The same arguments as I have advanced against Greek borrowing from Egypt, apply to Greek borrowing from Asia. Mr. Ramsay, following Mr. Robertson Smith, suggests that Leto, the mother of Apollo and Artemis, may be "the old Semitic Al-lat." {95a} Then we have Leto and Artemis, as the Mother and the Maid (Kore) with their mystery play. "Clement describes them" (the details) as "Eleusinian, for they had spread to Eleusis as the rites of Demeter and Kore _crossing from Asia to Crete, and from Crete to the European_ peninsula." The ritual "remained everywhere fundamentally the same." Obviously if the Eleusinian Mysteries are of Phrygian origin (Ramsay), they cannot also be of Egyptian origin (Foucart). In truth they are no more specially of Phrygian or Egyptian than of Pawnee or Peruvian origin. Mankind can and does evolve such ideas and rites in any region of the world. {95b}

CONCLUSION

"What has all this farrago about savages to do with Dionysus?" I conceive some scholar, or literary critic asking, if such an one looks into this book. Certainly it would have been easier for me to abound in aesthetic criticism of the Hymns, and on the aspect of Greek literary art which they illustrate. But the Hymns, if read even through the pale medium of a translation, speak for themselves. Their beauties and defects as poetry are patent: patent, too, are the charm and geniality of the national character which they express. The glad Ionian gatherings; the archaic humour; the delight in life, and love, and nature; the pious domesticities of the sacred Hearth; the peopling of woods, hills, and streams with exquisite fairy forms; all these make the poetic delight of the Hymns. But all these need no pointing out to any reader. The poets can speak for themselves.

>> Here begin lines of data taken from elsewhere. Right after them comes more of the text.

PR #8228, opened 2026-02-20
Add an `IArrayPool<char>` implementation for vendored Newtonsoft.JSON

andrewlock:
## Summary of changes

Adds a simple `IArrayPool<char>` for use by Newtonsoft.JSON, and uses it everywhere we can

## Reason for change

Newtonsoft.JSON fundamentally works with .NET's `char` type (UTF-16), (as opposed to System.Text.Json which works with UTF-8 where it can). To do so, it needs to create a bunch of `char[]` instances to use as buffers.

The `JsonTextReader` and `JsonTextWriter` abstractions allow plugging in an `IArrayPool<char>` implementation, and luckily this matches (pretty much exactly) the API exposed by the `ArrayPool` in corelib (+ vendored), so it's easy to implement.

This should help alleviate some GC pressure, as we currently do a fair amount of serializing and deserializing.

## Implementation details

Pretty simple:
- Implement `IArrayPool<char>` using `ArrayPool<char>.Shared`
- Get 🤖 to find everywhere that we could use it (`JsonTextReader` and `JsonTextWriter`) and initialize
- Fix some cases where these weren't being disposed.

> [!WARNING]
> It's important that we _do_ dispose these, so that the arrays are correctly returned to the pool, so that we don't leak memory

There are actually other places we can update too, as this PR doesn't cover the common `JsonConvert.Serialize()` etc, but I'll follow up with those in a separate PR.

## Test coverage

All the existing tests should pass. I worked on this as part of general perf work on remote config, so the results are a bit fuzzy (as I can't remember if it includes the savings from #8226 as well), but the results are pretty conclusive, especially for big payloads 😅 

| Method                       | size  |        Mean |         Error |  Allocated |
| ---------------------------- | ----- | ----------: | ------------: | ---------: |
| DeserializeResponse_Original | Small |    22.71 ns |  2,076.771 ns |   23.83 KB |
| DeserializeResponse_Updated  | Small |    13.70 us |      0.186 us |   17.23 KB |
|                              |       |             |               |            |
| DeserializeResponse_Original | Big   | 1,953.04 us | 58,665.219 ns |2,343.26 KB |
| DeserializeResponse_Updated  | Big   |   614.46 us |     11.988 us |  252.37 KB |

## Other details

Discovered this while exploring remote config optimizations

### DIFF
--- a/tracer/src/Datadog.Trace/ClrProfiler/AutoInstrumentation/AWS/Kinesis/ContextPropagation.cs
+++ b/tracer/src/Datadog.Trace/ClrProfiler/AutoInstrumentation/AWS/Kinesis/ContextPropagation.cs
@@ -8,11 +8,15 @@
 using System;
 using System.Collections.Generic;
 using System.IO;
+using System.Text;
 using Datadog.Trace.DataStreamsMonitoring;
 using Datadog.Trace.DuckTyping;
 using Datadog.Trace.Headers;
 using Datadog.Trace.Logging;
 using Datadog.Trace.Propagators;
+using Datadog.Trace.SourceGenerators;
+using Datadog.Trace.Util;
+using Datadog.Trace.Util.Json;
 using Datadog.Trace.Vendors.Newtonsoft.Json;
 
 namespace Datadog.Trace.ClrProfiler.AutoInstrumentation.AWS.Kinesis
@@ -109,6 +113,7 @@ namespace Datadog.Trace.ClrProfiler.AutoInstrumentation.AWS.Kinesis
             }
         }
 
+        [TestingAndPrivateOnly]
         internal static Dictionary<string, object>? ParseDataObject(MemoryStream dataStream)
         {
             try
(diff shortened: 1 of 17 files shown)


tracer/src/Datadog.Trace/ClrProfiler/AutoInstrumentation/AWS/Kinesis/ContextPropagation.cs
```diff
@@ -123,11 +128,13 @@ public static void InjectTraceIntoData<TRecordRequest>(Tracer tracer, TRecordReq
...
         }
 
+        [TestingAndPrivateOnly]
         public static Dictionary<string, object>? MemoryStreamToDictionary(MemoryStream stream)
         {
             // Convert the MemoryStream to a string
-            var streamReader = new StreamReader(stream);
-            var reader = new JsonTextReader(streamReader);
+            // Default values for StreamReader, but with leaveOpen:true
+            using var streamReader = new StreamReader(stream, Encoding.UTF8, detectEncodingFromByteOrderMarks: true,  bufferSize: 1024, leaveOpen: true);
```
andrewlock, line 136: Previously this wasn't disposing the `StreamReader`, _presumably_ because that closes the `MemoryStream` by default. I think _technically_ that was ok, but seemed better to be explicit here, especially as we now _have_ to dispose the `JsonTextReader`, and don't want there to be any ambiguity around it

tracer/src/Datadog.Trace/Debugger/Expressions/ProbeExpressionParser.cs
```diff
@@ -558,7 +560,7 @@ private ExpressionBodyAndParameters ParseProbeExpression(string expressionJson,
         var result = Expression.Variable(typeof(T), "$dd_el_result");
         scopeMembers.Add(result);
 
-        var reader = new JsonTextReader(new StringReader(expressionJson));
+        using var reader = new JsonTextReader(new StringReader(expressionJson)) { ArrayPool = JsonArrayPool.Shared };
```
andrewlock, line 563: I'm pretty sure this was just an accidental miss of the `using`

tracer/src/Datadog.Trace/Logging/DirectSubmission/Formatting/LogFormatter.cs
```diff
@@ -276,11 +277,11 @@ internal static void WriteValue(JsonWriter writer, object? value)
         }
 
         internal static JsonTextWriter GetJsonWriter(StringBuilder builder)
```
andrewlock, line 279: The callers "own" and handle disposing the returned object

dudikeleti (approved):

On the other hand the confusions of sacred and profane; the origins of the Mysteries; the beginnings of the Gods in a mental condition long left behind by Greece when the Hymns were composed; all these matters need elucidation. I have tried to elucidate them as results of evolution from the remote prehistoric past of Greece, which, as it seems, must in many points have been identical with the historic present of the lowest contemporary races. In the same way, if dealing with ornament, I would derive the spirals, volutes, and concentric circles of Mycenaean gold work, from the identical motives, on the oldest incised rocks and kists of our Islands, of North and South America, and of the tribes of Central Australia, recently described by Messrs. Spencer and Gillen, and Mr. Carnegie. The material of the Mycenaean artist may be gold, his work may be elegant and firm, but he traces the selfsame ornament as the naked Arunta, with feebler hand, paints on sacred rocks or on the bodies of his tribesmen. What is true of ornament is true of myth, rite, and belief. Greece only offers a gracious modification of the beliefs, rites, and myths of the races who now are "nearest the beginning," however remote from that unknown beginning they may be. To understand this is to come closer to a true conception of the evolution of Greek faith and art than we can reach by any other path. Yet to insist on this is not to ignore the unmeasured advance of the Greeks in development of society and art. On that head the Hymns, like all Greek poetry, bear their own free testimony. But, none the less, Greek religion and myth present features repellent to us, which derive their origin, not from savagery, but from the more crude horrors of the lower and higher barbarisms.